The email account of the registrar Namecheap was taken over by criminals this weekend. They misuse the account to send phishing emails on behalf of DHL and cryptocurrency companies. This may have happened via a third-party email marketing platform.
Emails from Namecheap’s primary mail account have been sending since Sunday, writes BleepingComputer, which has seen several of those messages. Users say on Twitter that they receive phishing messages from a Namecheap email address. That appears to be legit, and not spoofed or otherwise circumvented. For example, the messages would be validated with DKIM. Namecheap confirms that it also sees such signals from customers. The company refers to a support page For more information.

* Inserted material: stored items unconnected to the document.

PR #188, opened 2022-07-18
feat(trace): deprecate functions

artemchernyak-outreach:

Deprecates functions that are no longer needed with the move to OpenTelemetry.

## Jira ID

[XX-XX]


ChrisPRobinson (approved):
LGTM

PR #189, opened 2022-07-19
feat: upgrade bootstrap to latest rc

artemchernyak-outreach:

Upgrades bootstrap to latest rc version.

## Jira ID

[DT-2146]

## Notes for your reviewers

[DT-2146]: https://outreach-io.atlassian.net/browse/DT-2146?atlOrigin=eyJpIjoiNWRkNTljNzYxNjVmNDY3MDlhMDU5Y2ZhYzA5YTRkZjUiLCJwIjoiZ2l0aHViLWNvbS1KU1cifQ


pkg/async/pool/pool.go
```diff
@@ -121,11 +121,12 @@ type Options struct {
 
 // Pool structure
 type Pool struct {
-	queue   chan unit
-	opts    *Options
-	wg      *sync.WaitGroup
-	cancel  func(error)
-	context context.Context
+	contextMu sync.Mutex
```
deregtd, line 124: it would be good to have a comment on exactly what the mutex is protecting, or if it's just protecting the entire struct.  contextMu to me implies it's protecting the context, but I see it used outside of just protecting the context.

artemchernyak-outreach: Let me leave a comment about that. It actually is just protecting the context because things like `orerr.CancelWithError` modify the context.

Let me also narrow down the locking a bit to make that more clear.

artemchernyak-outreach: Updated. That should clear things up a bit.

deregtd: ah i see now.  cancel is the method pulled from withcancel, so it's all attributes of the context.  as a tiny nit, i would organize the struct vars like that. but w/e.  thjx!

i.e.
```
contextMu
context
cancel

opts
queue
wg
```

deregtd (approved):
feedback in comments

PR #192, opened 2022-07-21
feat: [DWF-8223] Change Info to Debug

KirkJohnson:
[DWF-8223](https://outreach-io.atlassian.net/browse/DWF-8338) we have quite a few tracing logs in our services because we call multiple microservices and this ends up having a cost.  We'd like to convert these to Debug statements to reduce that cost.

If these aren't used for metrics we would be happy to have them removed.  We can't exclude the logs on our side without also excluding the errors which we do want to see since it seems DD exclusion logs only give us regex to do filtering by.

## Jira ID

[XX-XX]

### DIFF
--- a/pkg/trace/call.go
+++ b/pkg/trace/call.go
@@ -116,10 +116,10 @@ func EndCall(ctx context.Context) {
 			case statuscodes.CategoryServerError:
 				log.Error(ctx, info.Name, info, IDs(ctx), traceEventMarker{})
 			case statuscodes.CategoryOK: // just in case if someone will return non-nil error on success
-				log.Info(ctx, info.Name, info, IDs(ctx), traceEventMarker{})
+				log.Debug(ctx, info.Name, info, IDs(ctx), traceEventMarker{})
 			}
 		} else {
-			log.Info(ctx, info.Name, info, IDs(ctx), traceEventMarker{})
+			log.Debug(ctx, info.Name, info, IDs(ctx), traceEventMarker{})
 		}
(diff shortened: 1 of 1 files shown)


pkg/trace/call.go
```diff
@@ -116,10 +116,10 @@ func EndCall(ctx context.Context) {
 			case statuscodes.CategoryServerError:
 				log.Error(ctx, info.Name, info, IDs(ctx), traceEventMarker{})
 			case statuscodes.CategoryOK: // just in case if someone will return non-nil error on success
-				log.Info(ctx, info.Name, info, IDs(ctx), traceEventMarker{})
+				log.Debug(ctx, info.Name, info, IDs(ctx), traceEventMarker{})
 			}
 		} else {
-			log.Info(ctx, info.Name, info, IDs(ctx), traceEventMarker{})
+			log.Debug(ctx, info.Name, info, IDs(ctx), traceEventMarker{})
```
clevelittlefield-outreach, line 122: This would really mess with us and require a lot of change on our end.

clevelittlefield-outreach: Marking as request changes until we can discuss this further.

KirkJohnson: @clevelittlefield-outreach I think based on Slack thread we aren't going to do this.  This prompted discussion and hopefully a push towards design, but this doesn't seem like something Sync will own https://outreach-hq.slack.com/archives/C015GHLM5EK/p1658438757637789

Users say phishing emails are coming in on behalf of DHL and cryptocurrency platform MetaMask. It contains a link similar to one from Namecheap, but where users must enter their cryptocurrency wallet information or other personal data.
Namecheap says its own systems were not hacked, but the emails were sent from a third party. That would be Sendgrid, an email marketing platform that hacked at the end of last year. At Sendgrid, but also at alternatives Mailchimp and Mailgun, API keys were leaked, making it possible to take over accounts.
According to Namecheap, that is probably the background of the phishing emails, but the company says it is investigating further and is in contact with Sendgrid to verify whether that is correct. Sendgrid’s parent company Twilio tells Bleepingcomputer that no hack has taken place on the systems, but does not say what happened or whether leaked API keys can be classified as a hack.